▸ TASK BRIEF
Scan each line of the records for the word "toJson" and extract the ones that have it.

▸ EXTRACTED ENTRIES
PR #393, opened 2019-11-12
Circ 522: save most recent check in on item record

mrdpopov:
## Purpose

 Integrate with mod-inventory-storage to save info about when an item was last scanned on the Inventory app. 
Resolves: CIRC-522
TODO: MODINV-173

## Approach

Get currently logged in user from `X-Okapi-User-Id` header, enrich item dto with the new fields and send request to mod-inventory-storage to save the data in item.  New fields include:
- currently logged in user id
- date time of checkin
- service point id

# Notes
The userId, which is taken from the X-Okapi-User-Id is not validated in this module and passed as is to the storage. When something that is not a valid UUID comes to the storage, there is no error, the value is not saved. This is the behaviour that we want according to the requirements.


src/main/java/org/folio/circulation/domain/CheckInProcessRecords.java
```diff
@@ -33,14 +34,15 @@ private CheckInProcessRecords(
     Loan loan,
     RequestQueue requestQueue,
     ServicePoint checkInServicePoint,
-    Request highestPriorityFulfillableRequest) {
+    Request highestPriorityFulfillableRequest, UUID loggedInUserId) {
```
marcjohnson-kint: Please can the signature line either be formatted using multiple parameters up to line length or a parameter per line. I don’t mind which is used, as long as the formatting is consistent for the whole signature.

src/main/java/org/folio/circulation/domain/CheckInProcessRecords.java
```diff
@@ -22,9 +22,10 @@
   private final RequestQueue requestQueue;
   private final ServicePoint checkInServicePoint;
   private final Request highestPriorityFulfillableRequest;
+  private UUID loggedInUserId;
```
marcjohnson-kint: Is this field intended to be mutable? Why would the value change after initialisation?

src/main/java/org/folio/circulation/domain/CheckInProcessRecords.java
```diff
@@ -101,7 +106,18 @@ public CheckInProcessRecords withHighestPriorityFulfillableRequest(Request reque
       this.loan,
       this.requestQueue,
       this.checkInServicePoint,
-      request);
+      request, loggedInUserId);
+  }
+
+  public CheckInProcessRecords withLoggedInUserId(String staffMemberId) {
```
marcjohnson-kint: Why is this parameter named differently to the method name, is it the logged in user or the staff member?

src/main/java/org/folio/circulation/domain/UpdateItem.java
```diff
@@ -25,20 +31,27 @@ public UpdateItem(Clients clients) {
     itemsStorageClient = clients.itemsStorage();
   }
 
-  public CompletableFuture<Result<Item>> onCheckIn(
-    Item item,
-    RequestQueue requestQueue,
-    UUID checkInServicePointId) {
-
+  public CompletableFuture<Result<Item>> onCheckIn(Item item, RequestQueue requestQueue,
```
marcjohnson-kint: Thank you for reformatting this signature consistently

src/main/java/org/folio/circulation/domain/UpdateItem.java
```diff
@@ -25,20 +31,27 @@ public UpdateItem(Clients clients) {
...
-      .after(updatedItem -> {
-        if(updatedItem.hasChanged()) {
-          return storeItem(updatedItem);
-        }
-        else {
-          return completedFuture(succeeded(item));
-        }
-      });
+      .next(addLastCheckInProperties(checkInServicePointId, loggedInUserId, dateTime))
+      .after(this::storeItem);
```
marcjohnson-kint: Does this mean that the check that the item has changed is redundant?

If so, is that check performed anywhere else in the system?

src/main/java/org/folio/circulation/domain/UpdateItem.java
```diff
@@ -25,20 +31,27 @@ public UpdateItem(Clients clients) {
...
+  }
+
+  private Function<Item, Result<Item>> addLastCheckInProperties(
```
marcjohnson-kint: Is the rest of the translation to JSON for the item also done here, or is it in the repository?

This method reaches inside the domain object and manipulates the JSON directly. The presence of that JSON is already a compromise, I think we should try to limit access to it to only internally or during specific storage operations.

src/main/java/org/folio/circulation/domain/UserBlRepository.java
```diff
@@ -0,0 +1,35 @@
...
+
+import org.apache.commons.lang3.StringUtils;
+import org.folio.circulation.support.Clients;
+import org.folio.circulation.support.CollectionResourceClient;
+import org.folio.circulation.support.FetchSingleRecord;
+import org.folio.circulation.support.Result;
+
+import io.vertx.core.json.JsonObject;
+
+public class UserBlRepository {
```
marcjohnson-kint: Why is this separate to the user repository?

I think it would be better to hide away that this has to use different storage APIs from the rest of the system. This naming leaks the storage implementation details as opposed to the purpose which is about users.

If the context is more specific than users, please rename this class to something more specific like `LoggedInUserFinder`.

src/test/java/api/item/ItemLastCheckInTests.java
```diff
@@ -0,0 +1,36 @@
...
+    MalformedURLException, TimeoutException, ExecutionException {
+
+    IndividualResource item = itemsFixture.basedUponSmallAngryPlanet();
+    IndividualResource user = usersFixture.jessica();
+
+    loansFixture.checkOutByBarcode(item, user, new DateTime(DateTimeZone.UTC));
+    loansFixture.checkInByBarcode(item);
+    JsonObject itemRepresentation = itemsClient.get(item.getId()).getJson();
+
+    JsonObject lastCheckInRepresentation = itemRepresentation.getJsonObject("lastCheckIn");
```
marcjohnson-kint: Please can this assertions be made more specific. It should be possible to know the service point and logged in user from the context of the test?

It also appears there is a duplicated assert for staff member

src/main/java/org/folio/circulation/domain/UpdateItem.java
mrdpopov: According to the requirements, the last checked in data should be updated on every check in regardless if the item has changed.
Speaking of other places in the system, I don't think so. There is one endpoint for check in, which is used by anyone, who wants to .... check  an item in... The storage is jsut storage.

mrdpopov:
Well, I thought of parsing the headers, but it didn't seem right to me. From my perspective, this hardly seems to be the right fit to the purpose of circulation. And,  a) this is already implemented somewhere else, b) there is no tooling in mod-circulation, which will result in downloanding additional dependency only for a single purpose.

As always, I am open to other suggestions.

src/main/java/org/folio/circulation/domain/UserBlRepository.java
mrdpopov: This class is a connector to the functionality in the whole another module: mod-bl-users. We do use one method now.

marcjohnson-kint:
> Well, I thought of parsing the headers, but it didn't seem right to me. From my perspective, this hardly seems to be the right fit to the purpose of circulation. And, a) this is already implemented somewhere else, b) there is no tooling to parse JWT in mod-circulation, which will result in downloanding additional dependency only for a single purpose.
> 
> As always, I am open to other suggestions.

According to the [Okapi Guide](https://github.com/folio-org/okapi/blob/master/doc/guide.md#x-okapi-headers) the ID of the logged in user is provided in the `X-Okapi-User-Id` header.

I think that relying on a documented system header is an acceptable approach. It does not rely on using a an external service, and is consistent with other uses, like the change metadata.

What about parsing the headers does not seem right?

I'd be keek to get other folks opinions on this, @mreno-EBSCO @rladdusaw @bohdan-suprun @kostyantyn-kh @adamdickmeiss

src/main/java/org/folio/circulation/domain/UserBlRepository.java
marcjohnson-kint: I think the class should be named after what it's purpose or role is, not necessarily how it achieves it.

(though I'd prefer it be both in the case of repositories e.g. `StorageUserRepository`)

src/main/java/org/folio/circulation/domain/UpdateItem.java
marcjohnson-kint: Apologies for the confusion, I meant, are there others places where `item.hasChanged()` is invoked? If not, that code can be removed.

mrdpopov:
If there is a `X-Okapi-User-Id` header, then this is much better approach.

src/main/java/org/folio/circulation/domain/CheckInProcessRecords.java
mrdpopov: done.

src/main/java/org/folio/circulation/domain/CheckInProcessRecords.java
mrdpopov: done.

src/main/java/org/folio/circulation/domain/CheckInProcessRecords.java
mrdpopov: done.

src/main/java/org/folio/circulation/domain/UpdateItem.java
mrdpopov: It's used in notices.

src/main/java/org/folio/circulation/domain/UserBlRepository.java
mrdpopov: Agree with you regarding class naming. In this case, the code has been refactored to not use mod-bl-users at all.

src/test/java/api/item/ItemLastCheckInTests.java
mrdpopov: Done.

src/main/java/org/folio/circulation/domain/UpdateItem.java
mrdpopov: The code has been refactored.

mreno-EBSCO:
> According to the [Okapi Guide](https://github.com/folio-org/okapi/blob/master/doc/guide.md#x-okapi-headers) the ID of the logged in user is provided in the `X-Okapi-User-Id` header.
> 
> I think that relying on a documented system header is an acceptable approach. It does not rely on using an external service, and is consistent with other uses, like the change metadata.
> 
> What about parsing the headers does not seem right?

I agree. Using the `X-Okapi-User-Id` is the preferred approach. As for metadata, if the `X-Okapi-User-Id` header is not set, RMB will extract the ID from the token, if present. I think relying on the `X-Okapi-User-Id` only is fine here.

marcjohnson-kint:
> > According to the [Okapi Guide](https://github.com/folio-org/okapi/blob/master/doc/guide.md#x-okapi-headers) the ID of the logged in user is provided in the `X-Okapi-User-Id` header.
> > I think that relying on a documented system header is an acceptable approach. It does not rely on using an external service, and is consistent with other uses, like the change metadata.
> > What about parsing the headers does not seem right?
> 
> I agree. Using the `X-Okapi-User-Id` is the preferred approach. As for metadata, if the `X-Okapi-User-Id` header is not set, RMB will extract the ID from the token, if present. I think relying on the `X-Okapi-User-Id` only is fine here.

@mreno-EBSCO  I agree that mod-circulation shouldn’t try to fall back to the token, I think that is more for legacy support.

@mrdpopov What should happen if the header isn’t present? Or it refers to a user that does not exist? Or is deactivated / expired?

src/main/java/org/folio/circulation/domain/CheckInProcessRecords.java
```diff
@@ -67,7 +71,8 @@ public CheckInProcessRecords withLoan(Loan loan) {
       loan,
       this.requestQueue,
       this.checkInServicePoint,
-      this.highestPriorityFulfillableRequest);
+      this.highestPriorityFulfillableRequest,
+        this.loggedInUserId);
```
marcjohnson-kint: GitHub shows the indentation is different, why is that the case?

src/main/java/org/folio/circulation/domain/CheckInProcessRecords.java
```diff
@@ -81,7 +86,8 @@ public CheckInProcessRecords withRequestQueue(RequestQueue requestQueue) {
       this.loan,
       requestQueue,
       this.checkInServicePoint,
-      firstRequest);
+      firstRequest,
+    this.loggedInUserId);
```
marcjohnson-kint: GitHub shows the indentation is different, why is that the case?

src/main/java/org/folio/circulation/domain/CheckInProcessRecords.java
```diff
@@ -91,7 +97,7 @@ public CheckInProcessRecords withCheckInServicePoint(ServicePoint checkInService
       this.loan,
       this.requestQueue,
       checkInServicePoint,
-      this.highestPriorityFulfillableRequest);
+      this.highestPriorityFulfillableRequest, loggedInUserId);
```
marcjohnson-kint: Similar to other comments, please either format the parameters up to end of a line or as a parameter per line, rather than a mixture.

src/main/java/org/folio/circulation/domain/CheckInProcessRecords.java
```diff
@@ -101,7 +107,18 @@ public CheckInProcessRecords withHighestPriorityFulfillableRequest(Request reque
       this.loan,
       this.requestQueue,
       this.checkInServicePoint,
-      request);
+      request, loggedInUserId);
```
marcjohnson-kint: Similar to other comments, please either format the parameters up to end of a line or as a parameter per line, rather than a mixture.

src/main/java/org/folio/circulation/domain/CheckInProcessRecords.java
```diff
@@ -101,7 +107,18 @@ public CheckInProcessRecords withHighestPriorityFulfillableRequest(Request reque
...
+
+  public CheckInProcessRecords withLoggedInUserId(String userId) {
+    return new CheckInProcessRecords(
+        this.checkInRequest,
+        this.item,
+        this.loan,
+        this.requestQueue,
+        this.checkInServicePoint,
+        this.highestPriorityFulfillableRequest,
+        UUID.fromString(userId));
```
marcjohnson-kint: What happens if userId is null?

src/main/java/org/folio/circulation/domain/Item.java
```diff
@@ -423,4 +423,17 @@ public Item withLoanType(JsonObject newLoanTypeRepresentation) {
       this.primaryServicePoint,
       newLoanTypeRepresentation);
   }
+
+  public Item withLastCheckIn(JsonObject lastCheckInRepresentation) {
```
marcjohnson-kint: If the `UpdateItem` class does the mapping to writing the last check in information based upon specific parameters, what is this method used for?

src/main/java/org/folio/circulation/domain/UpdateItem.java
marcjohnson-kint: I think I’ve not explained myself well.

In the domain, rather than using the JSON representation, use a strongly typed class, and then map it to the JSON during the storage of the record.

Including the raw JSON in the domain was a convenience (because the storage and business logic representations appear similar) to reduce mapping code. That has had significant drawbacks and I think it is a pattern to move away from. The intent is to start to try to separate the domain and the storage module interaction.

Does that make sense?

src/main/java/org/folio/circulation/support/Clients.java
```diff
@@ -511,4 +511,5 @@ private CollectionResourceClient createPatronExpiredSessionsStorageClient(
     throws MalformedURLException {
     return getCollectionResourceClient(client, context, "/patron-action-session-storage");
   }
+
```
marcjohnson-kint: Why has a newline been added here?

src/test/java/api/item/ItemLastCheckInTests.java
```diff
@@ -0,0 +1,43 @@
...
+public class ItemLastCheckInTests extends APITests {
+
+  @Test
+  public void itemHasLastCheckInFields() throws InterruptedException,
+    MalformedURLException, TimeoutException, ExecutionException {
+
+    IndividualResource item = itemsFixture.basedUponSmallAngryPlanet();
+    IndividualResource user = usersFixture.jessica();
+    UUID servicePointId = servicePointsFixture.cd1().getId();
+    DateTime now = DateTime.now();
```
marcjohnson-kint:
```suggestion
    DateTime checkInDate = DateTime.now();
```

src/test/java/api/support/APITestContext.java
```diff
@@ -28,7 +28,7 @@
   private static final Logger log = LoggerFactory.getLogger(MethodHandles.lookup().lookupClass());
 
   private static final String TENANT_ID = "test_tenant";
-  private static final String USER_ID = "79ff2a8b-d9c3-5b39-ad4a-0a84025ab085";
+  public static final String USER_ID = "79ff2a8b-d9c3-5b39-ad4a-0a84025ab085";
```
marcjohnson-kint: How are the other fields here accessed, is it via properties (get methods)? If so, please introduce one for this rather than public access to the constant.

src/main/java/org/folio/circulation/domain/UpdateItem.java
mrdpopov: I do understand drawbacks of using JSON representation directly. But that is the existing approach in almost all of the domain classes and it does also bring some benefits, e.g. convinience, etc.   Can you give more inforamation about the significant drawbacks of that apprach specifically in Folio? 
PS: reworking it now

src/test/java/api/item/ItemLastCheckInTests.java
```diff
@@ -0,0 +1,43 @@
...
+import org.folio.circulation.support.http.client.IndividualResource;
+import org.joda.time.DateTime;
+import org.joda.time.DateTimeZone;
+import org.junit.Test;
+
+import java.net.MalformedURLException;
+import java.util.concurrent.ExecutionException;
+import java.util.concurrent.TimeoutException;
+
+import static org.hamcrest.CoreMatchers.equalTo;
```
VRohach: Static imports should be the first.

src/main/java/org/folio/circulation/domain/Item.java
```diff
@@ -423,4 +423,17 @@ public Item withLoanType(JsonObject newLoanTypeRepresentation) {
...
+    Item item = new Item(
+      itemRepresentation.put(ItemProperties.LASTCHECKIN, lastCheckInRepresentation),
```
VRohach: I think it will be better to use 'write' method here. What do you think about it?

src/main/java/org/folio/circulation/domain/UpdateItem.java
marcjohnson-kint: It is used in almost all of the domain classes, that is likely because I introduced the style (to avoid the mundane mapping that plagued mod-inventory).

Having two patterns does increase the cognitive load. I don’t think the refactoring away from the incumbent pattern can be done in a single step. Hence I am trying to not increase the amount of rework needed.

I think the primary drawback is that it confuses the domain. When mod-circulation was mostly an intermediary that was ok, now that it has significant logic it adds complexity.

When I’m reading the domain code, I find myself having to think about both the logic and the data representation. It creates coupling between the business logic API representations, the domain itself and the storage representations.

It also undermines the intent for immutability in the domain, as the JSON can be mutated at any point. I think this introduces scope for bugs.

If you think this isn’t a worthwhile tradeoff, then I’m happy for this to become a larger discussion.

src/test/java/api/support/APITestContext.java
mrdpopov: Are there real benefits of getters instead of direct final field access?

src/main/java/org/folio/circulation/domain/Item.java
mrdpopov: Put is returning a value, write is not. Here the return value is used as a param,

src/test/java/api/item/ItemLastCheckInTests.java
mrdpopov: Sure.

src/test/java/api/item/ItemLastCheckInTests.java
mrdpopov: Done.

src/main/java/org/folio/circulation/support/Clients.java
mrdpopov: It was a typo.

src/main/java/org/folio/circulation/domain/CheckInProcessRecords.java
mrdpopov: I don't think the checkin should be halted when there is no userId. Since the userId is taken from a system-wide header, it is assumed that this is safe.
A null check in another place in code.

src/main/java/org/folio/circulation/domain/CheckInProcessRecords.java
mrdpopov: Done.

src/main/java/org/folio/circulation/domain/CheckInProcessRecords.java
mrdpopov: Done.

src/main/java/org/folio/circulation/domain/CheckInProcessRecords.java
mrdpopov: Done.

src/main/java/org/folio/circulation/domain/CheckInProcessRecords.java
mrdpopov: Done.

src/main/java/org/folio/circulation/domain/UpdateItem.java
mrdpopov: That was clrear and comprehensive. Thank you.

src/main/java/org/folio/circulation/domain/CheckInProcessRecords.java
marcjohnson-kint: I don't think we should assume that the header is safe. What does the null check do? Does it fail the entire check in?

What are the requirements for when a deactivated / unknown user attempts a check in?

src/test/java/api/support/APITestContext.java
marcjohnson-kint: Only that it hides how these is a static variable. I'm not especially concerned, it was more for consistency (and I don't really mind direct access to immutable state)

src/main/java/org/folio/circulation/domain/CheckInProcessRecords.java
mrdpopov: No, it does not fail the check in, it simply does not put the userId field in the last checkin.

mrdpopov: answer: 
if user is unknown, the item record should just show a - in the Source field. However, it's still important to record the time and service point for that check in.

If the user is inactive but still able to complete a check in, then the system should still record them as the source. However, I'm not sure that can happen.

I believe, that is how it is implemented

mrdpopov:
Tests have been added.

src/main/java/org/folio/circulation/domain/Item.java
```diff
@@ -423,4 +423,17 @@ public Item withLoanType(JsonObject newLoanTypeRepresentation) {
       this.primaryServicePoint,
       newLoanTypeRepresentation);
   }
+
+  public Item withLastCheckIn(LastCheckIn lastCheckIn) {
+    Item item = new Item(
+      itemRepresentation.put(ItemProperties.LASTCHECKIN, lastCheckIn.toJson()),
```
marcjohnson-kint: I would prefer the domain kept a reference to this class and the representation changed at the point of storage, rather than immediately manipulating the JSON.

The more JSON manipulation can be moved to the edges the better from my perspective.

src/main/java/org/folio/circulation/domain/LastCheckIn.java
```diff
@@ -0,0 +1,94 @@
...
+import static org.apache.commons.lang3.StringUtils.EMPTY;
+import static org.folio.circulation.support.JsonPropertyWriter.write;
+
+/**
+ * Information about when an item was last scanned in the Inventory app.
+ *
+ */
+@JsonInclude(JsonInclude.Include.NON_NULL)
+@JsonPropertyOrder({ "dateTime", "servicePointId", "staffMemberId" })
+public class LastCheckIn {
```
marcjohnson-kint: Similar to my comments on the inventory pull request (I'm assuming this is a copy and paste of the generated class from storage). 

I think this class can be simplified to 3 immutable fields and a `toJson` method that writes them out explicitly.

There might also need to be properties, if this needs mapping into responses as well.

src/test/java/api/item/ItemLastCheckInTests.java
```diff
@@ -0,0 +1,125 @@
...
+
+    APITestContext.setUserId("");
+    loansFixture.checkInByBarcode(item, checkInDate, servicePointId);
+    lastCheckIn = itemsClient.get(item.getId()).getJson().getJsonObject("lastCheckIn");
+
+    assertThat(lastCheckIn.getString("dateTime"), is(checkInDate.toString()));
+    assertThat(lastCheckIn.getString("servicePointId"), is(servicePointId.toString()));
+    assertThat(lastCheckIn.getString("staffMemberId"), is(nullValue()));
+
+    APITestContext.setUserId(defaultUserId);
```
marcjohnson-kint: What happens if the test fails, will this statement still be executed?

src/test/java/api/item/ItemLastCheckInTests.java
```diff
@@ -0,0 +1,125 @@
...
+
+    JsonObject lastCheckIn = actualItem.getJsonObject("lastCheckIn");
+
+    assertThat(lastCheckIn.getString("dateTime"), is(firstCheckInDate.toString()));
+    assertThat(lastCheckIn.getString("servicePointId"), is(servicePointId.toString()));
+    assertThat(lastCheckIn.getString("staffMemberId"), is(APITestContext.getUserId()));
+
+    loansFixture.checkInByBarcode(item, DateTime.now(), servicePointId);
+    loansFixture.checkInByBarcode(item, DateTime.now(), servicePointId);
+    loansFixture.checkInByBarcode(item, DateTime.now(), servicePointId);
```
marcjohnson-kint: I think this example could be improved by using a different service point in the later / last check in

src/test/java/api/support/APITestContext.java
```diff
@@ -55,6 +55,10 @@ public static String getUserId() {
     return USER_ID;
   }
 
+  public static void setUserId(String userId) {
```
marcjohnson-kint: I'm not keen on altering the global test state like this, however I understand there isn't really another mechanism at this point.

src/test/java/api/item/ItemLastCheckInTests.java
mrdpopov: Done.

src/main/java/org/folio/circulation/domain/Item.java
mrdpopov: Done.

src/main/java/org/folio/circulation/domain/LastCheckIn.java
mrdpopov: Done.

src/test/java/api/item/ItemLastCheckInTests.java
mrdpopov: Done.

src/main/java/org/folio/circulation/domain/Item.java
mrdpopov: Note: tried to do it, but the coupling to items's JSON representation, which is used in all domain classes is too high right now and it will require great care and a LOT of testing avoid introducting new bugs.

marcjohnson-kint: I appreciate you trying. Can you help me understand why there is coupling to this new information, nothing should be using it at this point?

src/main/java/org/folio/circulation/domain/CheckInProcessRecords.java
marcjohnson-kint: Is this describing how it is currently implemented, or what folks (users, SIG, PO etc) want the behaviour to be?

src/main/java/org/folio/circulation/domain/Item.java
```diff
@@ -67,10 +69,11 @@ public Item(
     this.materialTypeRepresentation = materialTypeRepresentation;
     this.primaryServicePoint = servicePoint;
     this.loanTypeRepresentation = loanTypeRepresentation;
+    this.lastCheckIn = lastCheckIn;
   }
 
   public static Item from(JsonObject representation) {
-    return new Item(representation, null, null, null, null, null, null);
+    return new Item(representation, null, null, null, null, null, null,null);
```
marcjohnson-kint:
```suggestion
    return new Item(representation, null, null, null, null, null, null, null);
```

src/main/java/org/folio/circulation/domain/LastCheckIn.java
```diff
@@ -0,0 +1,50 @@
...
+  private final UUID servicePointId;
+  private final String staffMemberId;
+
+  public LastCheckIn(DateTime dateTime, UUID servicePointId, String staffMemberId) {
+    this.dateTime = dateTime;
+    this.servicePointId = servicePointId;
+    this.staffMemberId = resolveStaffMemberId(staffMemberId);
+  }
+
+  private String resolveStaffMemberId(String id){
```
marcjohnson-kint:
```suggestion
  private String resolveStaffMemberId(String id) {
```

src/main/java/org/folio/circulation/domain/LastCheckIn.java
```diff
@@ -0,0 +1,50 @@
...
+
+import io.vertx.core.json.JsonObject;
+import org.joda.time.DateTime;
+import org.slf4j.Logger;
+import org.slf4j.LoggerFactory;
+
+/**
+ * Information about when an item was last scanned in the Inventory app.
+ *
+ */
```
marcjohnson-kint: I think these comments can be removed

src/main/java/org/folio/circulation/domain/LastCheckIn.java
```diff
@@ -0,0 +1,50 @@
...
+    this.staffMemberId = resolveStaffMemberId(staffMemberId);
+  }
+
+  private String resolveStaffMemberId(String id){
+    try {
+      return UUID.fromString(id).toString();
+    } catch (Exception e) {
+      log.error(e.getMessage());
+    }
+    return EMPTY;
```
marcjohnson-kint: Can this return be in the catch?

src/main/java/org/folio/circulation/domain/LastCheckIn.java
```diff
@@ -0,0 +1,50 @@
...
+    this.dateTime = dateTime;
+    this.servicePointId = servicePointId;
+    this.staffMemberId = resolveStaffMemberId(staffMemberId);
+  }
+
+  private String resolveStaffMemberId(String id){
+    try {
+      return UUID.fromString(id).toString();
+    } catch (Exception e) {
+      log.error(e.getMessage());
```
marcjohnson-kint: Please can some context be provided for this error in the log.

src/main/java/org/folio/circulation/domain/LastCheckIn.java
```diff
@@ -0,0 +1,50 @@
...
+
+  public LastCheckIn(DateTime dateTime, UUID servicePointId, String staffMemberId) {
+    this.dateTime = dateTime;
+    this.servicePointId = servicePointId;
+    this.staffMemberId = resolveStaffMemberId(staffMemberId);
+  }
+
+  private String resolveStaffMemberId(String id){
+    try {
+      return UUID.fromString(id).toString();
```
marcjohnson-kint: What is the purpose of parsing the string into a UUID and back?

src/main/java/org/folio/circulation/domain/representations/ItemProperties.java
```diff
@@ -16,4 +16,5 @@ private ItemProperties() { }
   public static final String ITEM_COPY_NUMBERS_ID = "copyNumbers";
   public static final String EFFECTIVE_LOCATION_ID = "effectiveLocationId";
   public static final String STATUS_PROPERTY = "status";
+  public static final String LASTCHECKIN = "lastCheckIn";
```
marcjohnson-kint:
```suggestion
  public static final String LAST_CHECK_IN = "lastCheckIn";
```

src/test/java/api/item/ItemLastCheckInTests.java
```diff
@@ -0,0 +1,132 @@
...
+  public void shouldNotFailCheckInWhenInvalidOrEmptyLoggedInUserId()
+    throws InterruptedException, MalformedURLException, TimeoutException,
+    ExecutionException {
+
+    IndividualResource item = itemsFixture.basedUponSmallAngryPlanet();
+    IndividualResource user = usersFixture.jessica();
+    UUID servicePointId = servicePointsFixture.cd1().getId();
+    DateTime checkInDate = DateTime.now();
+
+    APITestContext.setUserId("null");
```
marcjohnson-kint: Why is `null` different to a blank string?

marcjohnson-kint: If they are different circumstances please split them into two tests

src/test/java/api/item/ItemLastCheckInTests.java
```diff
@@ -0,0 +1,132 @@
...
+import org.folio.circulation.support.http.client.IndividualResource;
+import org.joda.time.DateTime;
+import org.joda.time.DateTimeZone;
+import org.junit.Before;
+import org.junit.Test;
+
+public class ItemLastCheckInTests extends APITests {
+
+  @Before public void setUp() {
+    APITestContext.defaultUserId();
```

▸ RESPONSE TO THIS TASK
+      itemRepresentation.put(ItemProperties.LASTCHECKIN, lastCheckIn.toJson()),
I think this class can be simplified to 3 immutable fields and a `toJson` method that writes them out explicitly.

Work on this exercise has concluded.